Christian became a true believer at the wicket gate but did not receive true assurance until the cross (but this seems to separate the link between the cross and salvation).
Christian became a true believer at the cross. Does this mean the wicket gate was to give conviction of sin?
John Bunyan created the scene this way to reflect his own struggles with assurance of salvation.
Any Pilgrims Progress experts here?

Reactions: Like 1


----------



## A.Joseph (Apr 12, 2019)

Here’s my question.
Why did Christian know only about residing in the City of Destruction and his own burden from reading in the book but not the way of deliverance and salvation? Doesn’t this seperate the Bible as the source of knowledge of sin from the Bible as the source of the way of repentance and salvation?


----------



## Kinghezy (Apr 12, 2019)

Stephen L Smith said:


> Any Pilgrims Progress experts here?



I think Derek Thomas addressed in a Ligioner series they had on the Saturday Renewing you Mind. I couldn't find through a search, and am not going to spend time manually scrolling through the Renewing your Mind. I did find a sermonaudio that looks to be the same topic, so maybe it is addressed there https://www.sermonaudio.com/search....rim's+Progress&keyworddesc=Pilgrim's+Progress

I do recall Part 1 of Pilgrim's Progress as being more auto-biographical.

Reactions: Like 1


----------



## Ed Walsh (Apr 12, 2019)

A.Joseph said:


> Why did Christian know only about residing in the City of Destruction and his own burden from reading in the book but not the way of deliverance and salvation?
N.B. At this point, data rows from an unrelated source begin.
PR #2378, opened 2017-10-30
Target - Precalculate Layout should ignore sub-layouts for complex layouts

snakefoot:
Performance optimization for async-target, so it will not render and string-allocate for each individual sub-layout.

This will improve performance for complex layouts like the JsonLayout (Has a sub-layout for each json-attribute, but they don't need to be rendered individually, only the top JsonLayout).

### DIFF
--- a/src/NLog/Layouts/CompoundLayout.cs
+++ b/src/NLog/Layouts/CompoundLayout.cs
@@ -34,9 +34,10 @@
 
 namespace NLog.Layouts
 {
-    using Config;
+    using System.Linq;
     using System.Collections.Generic;
     using System.Text;
+    using NLog.Config;
 
     /// <summary>
     /// A layout containing one or more nested layouts.
@@ -103,6 +104,15 @@ namespace NLog.Layouts
             foreach (var layout in Layouts)
                 layout.Close();
             base.CloseLayout();
+        }
+
+        /// <summary>
+        /// Generate description of Compound Layout
+        /// </summary>
+        /// <returns>Compound Layout String Description</returns>
+        public override string ToString()
+        {
+            return ToStringWithNestedItems(Layouts, l => l.ToString());
         }
     }
 }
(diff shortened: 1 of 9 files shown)


src/NLog/Layouts/CsvLayout.cs
```diff
@@ -301,5 +301,24 @@ protected override void RenderFormattedMessage(LogEventInfo logEvent, StringBuil
...
+        public override string ToString()
+        {
+            if (Columns?.Count > 0)
+            {
+                var columnSelection = System.Linq.Enumerable.Select(Columns, c => c.Name);
+#if NET3_5
+                var columnNames = System.Linq.Enumerable.ToArray(columnSelection);
+#else
+                var columnNames = columnSelection;
+#endif
```
304NotModified: could you please move this to a CollectionHelpers? (or LinqHelpers)

snakefoot: Have sacrificed some memory by always doing ToArray before calling string.Join

src/NLog/Layouts/CompoundLayout.cs
```diff
@@ -104,5 +105,19 @@ protected override void CloseLayout()
...
+        /// <summary>
+        /// Generate description of Compound Layout
+        /// </summary>
+        /// <returns>Compound Layout String Description</returns>
+        public override string ToString()
+        {
+            if (Layouts?.Count > 0)
+            {
+                var layoutDetails = Layouts.Select(l => l.ToString()).ToArray();
+                return string.Concat(GetType().Name, "=", string.Join("|", layoutDetails));
```
304NotModified: Could we write an helper in the base class? 

I'm trying to prevent code duplication to keep things as consistent as possible.

snakefoot: Have created an internal method for sub-classes to use, that sacrifices some more memory.

304NotModified:
merged, thx!

PR #2384, opened 2017-11-07
InternalLogger should work when NetCore loads NetFramework DLL

snakefoot:
Make NLog InternalLogger a little more resilient.


304NotModified:
👍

That's an excellent question. Here are some positive quotes from Spurgeon about The Pilgrim's Progress:

From - *7 Spurgeon Quotes for Those Who Carry Burdens.*

 “Next to the Bible, the book I value most is John Bunyan’s Pilgrim’s Progress. I believe I have read it through at least a hundred times” (Pictures from Pilgrim’s Progress, 11).

“Read anything [by John Bunyan], and you will see that it is almost like reading the Bible itself. . . . Why, the man is a living Bible! Prick him anywhere; and you will find that his blood is Bibline, the very essence of the Bible flows from him” (Autobiography 4:268).​
But more to the point see, *Spurgeon’s One Qualm with Pilgrim’s Progress*

*The Story Spurgeon Related:*

 I am a great lover of John Bunyan, but I do not believe him infallible; and the other day I met with a story about him which I think a very good one.
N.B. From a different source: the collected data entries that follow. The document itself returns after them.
PR #2386, opened 2017-11-13
LogEventInfo.StackTrace moved into CallSiteInformation

### LINKED ISSUE #2382: Nlog ${callsite-linenumber} not working properly with async methods
I am using NLog v4.4.12.

I have an async method where I must log info with line numbers being included. The problem is that if I log anything before a call to async method, line lumber is always 0. However, if I log anything after a call to async method, line number always prints correctly.

    public class TestController : ApiController {
        private static HttpClient Client = new HttpClient(new HttpClientHandler { Proxy = null, UseProxy = false }){ Timeout = TimeSpan.FromSeconds(double.Parse(WebConfigurationManager.AppSettings["httpTimeout"])) };
        private static readonly Logger logger = LogManager.GetCurrentClassLogger();

        public async Task DoSomething(int clientId)
        {
            logger.Info($"Here, line number is always 0");

            try
            {
                var clientBooks = new List<string>();
                Client.DefaultRequestHeaders.Accept.Clear();
                Client.DefaultRequestHeaders.Accept.Add(new MediaTypeWithQualityHeaderValue("application/json"));

                using (var response = await Client.GetAsync(new Uri(WebConfigurationManager.AppSettings["cb"] + "books?clientId=" + clientId)))
                {
                    if (response.IsSuccessStatusCode)
                    {
                        clientBooks = await response.Content.ReadAsAsync<List<string>>();
                    }
                    else
                    {
                         throw new Exception($"Error getting books");
                    }
                }

                logger.Info($"Here, line number always prints correctly");

                // Here I have some other logic ...
            }
            catch (Exception ex)
            {
                logger.Error(ex);
            }

            logger.Info($"Here, line number always prints correctly");
        }
    }

My NLog configuration:

```
<nlog autoReload="true" xmlns="http://www.nlog-project.org/schemas/NLog.xsd" xmlns:xsi="http://www.w3.org/2001/XMLSchema-instance">
    <variable name="logDirectory" value="${basedir}/Logs/${shortdate}" />
    <variable name="format" value="${longdate}|${activityid}|${logger}|Line:${callsite-linenumber}|${level:uppercase=true}|${message}" />
    <targets>
      <target name="fileLogErrors" xsi:type="File" fileName="${logDirectory}/errors.txt" layout="${format}" encoding="utf-8" />
      <target name="fileLog" xsi:type="File" fileName="${logDirectory}/all.txt" layout="${format}" encoding="utf-8" />
    </targets>
    <rules>
      <logger name="*" minlevel="Warn" writeTo="fileLogErrors" />
      <logger name="*" minlevel="Info" writeTo="fileLog" />
    </rules>
 </nlog>
```

Here is the log that I have after running actual code (log format is ${stacktrace}|Line:${callsite-linenumber}):

```
AsyncTaskMethodBuilder.Start => <<UpdateAttributes>b__0>d.MoveNext => AttributesBaseController.UpdateEquationAccountsInfo|Line:0
ExecutionContext.RunInternal => MoveNextRunner.InvokeMoveNext => <UpdateEquationAccountsInfo>d__9.MoveNext|Line:457
```

snakefoot:
Attempt to resolve #2382 

- Introduced internal CallsiteInformation-class for handling Callsite-state. Also when using Caller Information Attributes.
- Deprecated the old calculation of UserStackFrameNumber, but still returns the legacy value for external partners. Instead the method and filenumber-detail is extracted from the MoveNext-MethodBase.
- Changed Log4JXmlEventLayoutRenderer to handle async-MoveNext out of the box.
- Added lots of TODOs about removing the use of LogEventInfo.Properties for storing Caller Information Attributes (NLog-fluent)

### DIFF
--- a/src/NLog/Internal/CallSiteInformation.cs
+++ b/src/NLog/Internal/CallSiteInformation.cs
@@ -1,0 +1,146 @@
+﻿// 
+// Copyright (c) 2004-2017 Jaroslaw Kowalski <jaak@jkowalski.net>, Kim Christensen, Julian Verdurmen
+// 
+// All rights reserved.
+// 
+// Redistribution and use in source and binary forms, with or without 
+// modification, are permitted provided that the following conditions 
+// are met:
+// 
+// * Redistributions of source code must retain the above copyright notice, 
+//   this list of conditions and the following disclaimer. 
+// 
+// * Redistributions in binary form must reproduce the above copyright notice,
+//   this list of conditions and the following disclaimer in the documentation
+//   and/or other materials provided with the distribution. 
+// 
+// * Neither the name of Jaroslaw Kowalski nor the names of its 
+//   contributors may be used to endorse or promote products derived from this
+//   software without specific prior written permission. 
+// 
+// THIS SOFTWARE IS PROVIDED BY THE COPYRIGHT HOLDERS AND CONTRIBUTORS "AS IS"
+// AND ANY EXPRESS OR IMPLIED WARRANTIES, INCLUDING, BUT NOT LIMITED TO, THE 
+// IMPLIED WARRANTIES OF MERCHANTABILITY AND FITNESS FOR A PARTICULAR PURPOSE 
+// ARE DISCLAIMED. IN NO EVENT SHALL THE COPYRIGHT OWNER OR CONTRIBUTORS BE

There was a young man, in Edinburgh, who wished to be a missionary. He was a wise young man; he thought—“If I am to be a missionary, there is no need for me to transport myself far away from home; I may as well be a missionary in Edinburgh.” . . .

Well, this young man started, and determined to speak to the first person he met. He met one of those old fishwives; those of us who have seen them can never forget them, they are extraordinary women indeed. So, stepping up to her, he said, “Here you are, coming along with your burden on your back; let me ask you if you have got another burden, a spiritual burden.”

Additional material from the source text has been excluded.